I don't think brine shrimp offer high nutritional value. That and whatever hatches will be tiny baby size. I don't think you feel like raising them to adulthood. I too think it's more trouble than it is worth.

I buy live ones from time to time. The fish definitely do love them.


----------



## Brilliant

Check out my brine shrimp hatchery.

I use live brine shrimp to feed baby fish or new fish. It is on special occasions not daily.


----------



## CatG

Thanks for the info guys! I will skip the live brine shrimp.

Cat


----------



## Gordon C. Snelling

No reason to skip on the brine. BBs has great nutritional value. The only potential problem I see would be fouling of the tank if the hatchery provided more shrimp than the fish can handle and they go bad.


----------



## James He

Shell-less brine shrimp egg is another good choice.
I fed my baby angel with live baby brine shrimp, then switch to shell-less brine shrimp egg. very good for small fishes. also shell-less brine shrimp egg has better nutritional value then live baby brine shrimp, as energy been saved without hatch them.

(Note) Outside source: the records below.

PR #4499, opened 2023-10-20
Diagnostic when additional args are passed to defer & stream directives

robrichard:
Followup from https://github.com/facebook/relay/pull/4467#issuecomment-1765078461

### DIFF
--- a/compiler/crates/relay-codegen/src/build_ast.rs
+++ b/compiler/crates/relay-codegen/src/build_ast.rs
@@ -1269,7 +1269,8 @@ impl<'schema, 'builder, 'config> CodegenBuilder<'schema, 'builder, 'config> {
         let DeferDirective { if_arg, label_arg } = DeferDirective::from(
             defer,
             &self.project_config.schema_config.defer_stream_interface,
-        );
+        )
+        .unwrap();
         let if_variable_name = if_arg.and_then(|arg| match &arg.value.item {
             // `true` is the default, remove as the AST is typed just as a variable name string
             // `false` constant values should've been transformed away in skip_unreachable_node
@@ -1321,7 +1322,8 @@ impl<'schema, 'builder, 'config> CodegenBuilder<'schema, 'builder, 'config> {
                 } = StreamDirective::from(
                     stream,
                     &self.project_config.schema_config.defer_stream_interface,
-                );
+                )
+                .unwrap();
                 let if_variable_name = if_arg.and_then(|arg| match &arg.value.item {
                     // `true` is the default, remove as the AST is typed just as a variable name string
                     // `false` constant values should've been transformed away in skip_unreachable_node
--- a/compiler/crates/relay-transforms/src/defer_stream/directives.rs
+++ b/compiler/crates/relay-transforms/src/defer_stream/directives.rs
@@ -5,9 +5,12 @@
  * LICENSE file in the root directory of this source tree.
  */
 
+use common::Diagnostic;
 use graphql_ir::Argument;
 use graphql_ir::Directive;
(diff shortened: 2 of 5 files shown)


compiler/crates/relay-transforms/src/defer_stream/directives.rs
```diff
@@ -47,7 +58,10 @@ impl<'a> StreamDirective<'a> {
     /// Extracts the arguments from the given directive assumed to be a @stream
     /// directive.
     /// Panics on any unexpected arguments.
-    pub fn from(directive: &'a Directive, defer_stream_interface: &DeferStreamInterface) -> Self {
+    pub fn from(
+        directive: &'a Directive,
+        defer_stream_interface: &DeferStreamInterface,
+    ) -> Result<Self, Diagnostic> {
```
captbaritone, line 64: I think we have `DiagnosticResult` (singular) for this.

compiler/crates/relay-transforms/src/defer_stream/mod.rs
```diff
@@ -444,4 +444,10 @@ enum ValidationMessage {
         arg_name: ArgumentName,
         directive_name: DirectiveName,
     },
+
+    #[error("Unexpected argument to @defer: {arg_name}")]
```
captbaritone, line 448:
```suggestion
    #[error("Unexpected argument to @defer: '{arg_name}'.")]
```

compiler/crates/relay-codegen/src/build_ast.rs
```diff
@@ -1269,7 +1269,8 @@ impl<'schema, 'builder, 'config> CodegenBuilder<'schema, 'builder, 'config> {
         let DeferDirective { if_arg, label_arg } = DeferDirective::from(
             defer,
             &self.project_config.schema_config.defer_stream_interface,
-        );
+        )
+        .unwrap();
```
robrichard, line 1273: @captbaritone I was able to capture the Diagnostic errors in the other places `DeferDirective`/`StreamDirective` are used, but I'm not sure how to handle it here. This change doesn't stop the panics because I think this will panic before it gets to the transforms where the errors are handled. 

It doesn't look like this file captures errors and I think it might be a big change to introduce that, but my Rust experience is limited so let me know how you think we should handle this?

compiler/crates/relay-transforms/src/defer_stream/mod.rs
```diff
@@ -444,4 +444,10 @@ enum ValidationMessage {
...
+    UnexpectedArgumentDefer { arg_name: ArgumentName },
+
+    #[error("Unexpected argument to @stream: {arg_name}")]
```
captbaritone, line 451:
```suggestion
    #[error("Unexpected argument to @stream: '{arg_name}'.")]
```

compiler/crates/relay-transforms/src/defer_stream/directives.rs
```diff
@@ -19,7 +22,10 @@ impl<'a> DeferDirective<'a> {
     /// Extracts the arguments from the given directive assumed to be a @defer
     /// directive.
     /// Panics on any unexpected arguments.
-    pub fn from(directive: &'a Directive, defer_stream_interface: &DeferStreamInterface) -> Self {
+    pub fn from(
+        directive: &'a Directive,
+        defer_stream_interface: &DeferStreamInterface,
+    ) -> Result<Self, Diagnostic> {
```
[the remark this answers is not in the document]
robrichard: I only saw `DiagnosticsResult` (plural) here: https://github.com/facebook/relay/blob/main/compiler/crates/common/src/diagnostic.rs#L21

You can find shell less brine shrimp egg from brineshrimpdirect at above link as Joshvito provided.

James


----------



## CatG

Sorry for the delay. Thanks for the info! I got some frozen brine shrimp, so I will start with that.

Thanks again,
Cat


----------



## geeks_15

I feed live baby brine shrimp almost every day. I also feed flake food as the staple and occasional other live foods.

My fish are doing very well and I've had great breeding success since starting my brine shrimp hatchery. I breed mostly dwarf cichlids.

I wouldn't run the shrimp directly into the tank. A BBS hatchery can be setup very easily with minimal maintenance.


----------



## CatG

I think I fed too much of the frozen shrimp/bloodworms, so now my nitrate levels are 20+. Oops. I've got 4 corys, 4 cardinals, and a siamensis that eat them. I also have 4 otos, but I don't think they eat the stuff. I've been dropping in 1 cube at feeding time (maybe once or twice a week as a treat), so should I cut the cubes in half? Maybe in quarters? I am also switiching to feeding every other day as opposed to every day.

EDIT: Just for clarification - I'm not feeding one cube of each, but one cube of either shrimp OR bloodworms.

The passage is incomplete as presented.